Thanks for your feedback! I'm still learning!  And that's great advice about the SS cards. I'm going to do that.


----------



## Lotsa (Mar 31, 2015)

GusPolinski said:


> Too much discourse for the 180. All he really needed to know was (a) that you were out to dinner w/ friends and (b) that, going forward, you'd be communicating your schedule via e-mail. Now that you've successfully communicated the latter, next time you're out, tell him nothing more than that, then block/ignore/silence any calls from his phone for the rest of the evening.
> 
> I suppose a quick "I'm going out" as you're headed out the door wouldn't be too bad, but that's only if he's actually at home. IOW, I wouldn't bother w/ a text, calendar reminder, etc. After all, you're not his secretary.
> 
> ...


Could someone please let me know how I would implement the 180 in my circumstances?
I have told my cheating husband that I want out of our marriage and that he needs to find a job and somewhere to live.

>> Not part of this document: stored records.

PR #380, opened 2020-12-03
adding Tektronix TDS620B Oscilloscope and agilent 33250A AWG

neal-kepler:
I subclassed the agilent 33220A and just updated the frequency range. The TDS620B is a copy pasta from the TDS2000 with a commands to control the CURVE acquisition and transfer implemented now implemented.

### DIFF
--- a/docs/api/instruments/agilent/agilent33250A.rst
+++ b/docs/api/instruments/agilent/agilent33250A.rst
@@ -1,0 +1,7 @@
+###########################################
+Agilent 33250A Arbitrary Waveform Generator
+###########################################
+
+.. autoclass:: pymeasure.instruments.agilent.Agilent33250A
+    :members:
+    :show-inheritance:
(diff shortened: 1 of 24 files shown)


msmttchr (commented):
For AWG, I think using inheritance is good approach, especially if the instruments belong to same family. I see one minor problem that, in the inherited instrument, the name will remain "Agilent 33220A Arbitrary Waveform generator". It could possibly make sense to define a generic family class which defines all the common features and includes `name` parameter in `__init__`. The subclasses, one for each instrument, will define the correct name in `__init__`. In addition they will specify only the specific properties that are different.
A more structured approach would include a generic AWG instrument class from which an Agilent 322xxx generic family is inheriting from, which would finally be subclassed by specific Agilent AWG instruments. Here I would also highlight that the availability of dynamic property as proposed in #376 will avoid repetition in the inherited classes allowing to change, for instance, the frequency range by simply defining an attribute like `frequency_values=[1e-6,20e6]` or `frequency_values=[1e-6,80e6]` instead of redefining the complete property violating the DRY principle.

bilderbuchi:
Hm, something most have gone awry with your PR, there are lots of changes in there that are unrelated to what you describe - did something go wrong when branching off or did you merge some strange state?

neal-kepler:
Oh dang, yes, some crazy stuff went down, let me close this and get more organized

Issue #265, opened 2020-03-29
ManagedImageWindow inherit from ManagedWindow


cjermain:
The `ManagedImageWindow` in #157 does not inherit from the `ManagedWindow` class, which leads to some code redundancy and lacking support for the sequencer. This issue tracks moving both classes onto the same base class, or inheriting from the `ManagedWindow` class.

msmttchr:
Fixed with PR #383

PR #383, opened 2020-12-27
Fix managed window

msmttchr:
Address Issue #265, avoid code duplication and make the ManagedWindow class more flexible while retaining the original behaviour.
The changes are preliminary and intended to trigger feedback especially from the people more experienced with the implementation.


pymeasure/display/widgets.py
```diff
@@ -138,21 +138,45 @@ def change_y_axis(self, axis):
...
             if isinstance(item, ResultsCurve):
                 item.y = axis
-                item.update()
+                item.update_data()
         label, units = self.parse_axis(axis)
         self.plot.setLabel('left', label, units=units, **self.LABEL_STYLE)
         self.y_axis = axis
         self.y_axis_changed.emit(axis)
 
+class TabWidget(object):
```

I have said that I will not ‘kick him out’ but want him to do this as quickly as possible.
He first got angry and told me I was a ‘coward’ for asking him to leave because I know he has no one and nowhere to go. He told me he really wants to work on the marriage (we have been to marriage counselling (but of course I have paid for it) but follows this up with, ‘I have no car, no friends’ etc. 
I know he is just using me. He has been trying to get close to me now, trying to talk, trying to hug me etc but honestly, I just don’t want any of it.
Can anyone help me with this? It is so hard to implement for me because I have always been the breadwinner, looked after the kids, finances and housework. I also am the only one who works and with my kids going to day care, he really does nothing during the day except train and play computer games. 
Please help!


----------



## EleGirl (Dec 3, 2011)

Lotsa said:


> Could someone please let me know how I would implement the 180 in my circumstances?
> 
> I have told my cheating husband that I want out of our marriage and that he needs to find a job and somewhere to live. I have said that I will not ‘kick him out’ but want him to do this as quickly as possible.
> 
> He first got angry and told me I was a ‘coward’ for asking him to leave because I know he has no one and nowhere to go. He told me he really wants to work on the marriage (we have been to marriage counselling (but of course I have paid for it) but follows this up with, ‘I have no car, no friends’ etc.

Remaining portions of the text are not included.